Coming back to languages you know, there are those rare occasions when even known words seem alien. Like when you say a word too many times and it loses its meaning. It just becomes another garbled string of sounds and you wonder how you ever thought that it actually meant something. And for some time after that, you cannot make yourself say that word without thinking that there’s something definitely off with it.


At other times, there are words that make you feel what they mean. ‘Derelict’. The word conjures up an image of something that can’t stand straight, some that’s falling to pieces, crumbling right before you even as it tries hard to keep itself together. I always feel that this word tumbles off my tongue, the individual alphabets falling pel-mel on the floor, rolling away from each other before coming to rest. Does that happen to you, or is it just me?

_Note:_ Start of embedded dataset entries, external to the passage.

PR #1040, opened 2023-03-23
Add pre-commit hooks and github workflow

csc-felipe:
### Description

Add pre-commit hooks and checks.

Also added a github action. If it works, and others agree, we could change a bit the github workflows and tox configuration.

Update your environment and enable the git hooks by running:

    pip install -Ue .[docs,test,dev]
    pre-commit install

### Related issues

- follow-up from #987

### Type of change

### Changes Made

- Added pre-commit configuration
- fixed raised issues from the checks
- moved `pyspelling` configuration to root folder
- use [`ruff`](https://beta.ruff.rs/) instead of `flake8` and `isort`

### Testing

- [x] Tests do not apply

### Mentions

It might be easier to review by looking at commits individually.

I tried to use the `pyupgrade` fixes from `ruff`, but that broke the tests, and I didn't want to investigate. There are a few other tests that might be interesting to consider in the future: e.g. [`tryceratops`](https://beta.ruff.rs/docs/rules/#tryceratops-try), which checks for how to handle exceptions.


blankdots (commented):
not sure I understand the need for both tox and pre-commit workflows

blankdots:
`pre-commit run --all-files -c .pre-commit-config.yaml` gives
```
ruff.....................................................................Failed
- hook id: ruff
- exit code: 1

swift_browser_ui/request/db.py:48:37: S311 Standard pseudo-random generators are not suitable for cryptographic purposes
swift_browser_ui/request/db.py:51:37: S311 Standard pseudo-random generators are not suitable for cryptographic purposes
swift_browser_ui/request/db.py:54:37: S311 Standard pseudo-random generators are not suitable for cryptographic purposes
swift_browser_ui/sharing/db.py:53:37: S311 Standard pseudo-random generators are not suitable for cryptographic purposes
swift_browser_ui/sharing/db.py:56:37: S311 Standard pseudo-random generators are not suitable for cryptographic purposes
swift_browser_ui/sharing/db.py:59:37: S311 Standard pseudo-random generators are not suitable for cryptographic purposes
swift_browser_ui/ui/middlewares.py:74:11: C901 `error_middleware` is too complex (14 > 10)
Found 7 errors.

```
Maybe we should fix those as well ?

csc-felipe:
> not sure I understand the need for both tox and pre-commit workflows

pre-commit doesn't run pytest. And tox is good for running the same tests with different environment configuration. Also, keeping it there might show issues with the pre-commit configuration, as it's happening now.

csc-felipe:
> `pre-commit run --all-files -c .pre-commit-config.yaml` gives

Did you run `pre-commit autoupdate`? Those checks are in a new version of `ruff`, and I kept the same version from the previous PR so I wouldn't have to fix those now.

blankdots:
> Did you run `pre-commit autoupdate`? Those checks are in a new version of `ruff`, and I kept the same version from the previous PR so I wouldn't have to fix those now.

yes i did :), well i don't see why not update

csc-felipe:
> Weird that mypy has different output when running with pre-commit

If I remove installing `requirements.txt` from tox, mypy doesn't complain. Adding it to pre-commit config doesn't work

blankdots:
> If I remove installing `requirements.txt` from tox, mypy doesn't complain. Adding it to pre-commit config doesn't work

i think that is not the solution, as `mypy` is correct to complain at that line, i think the problem is in pre-commit, I saw some something related to: https://github.com/pre-commit/mirrors-mypy/issues/3

removing `additional_dependencies` and adding language system seems to show the errors, but the additional dependencies need to be installed separately

csc-felipe:
Rebased and fixed the mypy issue. Now it runs from locally installed mypy, and added type deps to `pyproject.toml`

blankdots:
i am ok with the changes, but tests do need to work again.

I remember @csc-jm was working on them, maybe he is interested in this PR

csc-felipe:
Reverted the exception handling to previous code, and used a simpler approach to reduce complexity.

blankdots (approved):

blankdots (approved):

Another word, or phrase rather, that I find very seductive is ‘bubbling brooks’. Every time I hear it, I am transported to this mountainside, with a sparkling stream passing over pebbles, making that distinct gurgling noise. It makes me want to be that stream that’s beginning its epic adventure. Somehow, that phrase means freedom to me.


All of this gets even more exciting when you know more than one language. Apart from English, I know Hindi and Bengali, and Assamese. These are languages concentrated in northern India, the east Indian state of West Bengal, and the northeast Indian state of Assam. My mother tongue is Bengali. I grew up in Assam, struggling to master Assamese. English and Hindi became my lingua franca since these were languages that everyone could understand.


I never had the chance to really associate with Bengali and Assamese. I can understand and speak both fluently. But I can’t read the script as easily as Hindi or English. And yet, there are Assamese and Bengali cultural influences I have grown up with. There are songs and poems I have learnt, stories I have heard. And from these pieces, I have picked up words that are incomparably beautiful. Words that sometimes have an English equivalent, sometimes don’t. But these words capture some ethereal beauty in the meaning, some magical feeling that its English translation just won’t convey.


There’s this Bengali word “kowasha” , which means fog. There’s the Assamese word “niyor” which means dew. Even though they have direct English translations, the fascination and mystery that I associate with fog and dew are only conveyed by these two words. The feeling that the fog can shroud a valley from view, bring about an eerie silence, is best evoked when I hear the word “kowasha”, not “fog”. Do you know words that make you feel that way or once again, is it just me?


Do you have any strange experiences with words? Do they sometimes make you stop and marvel at how impossibly beautiful they are?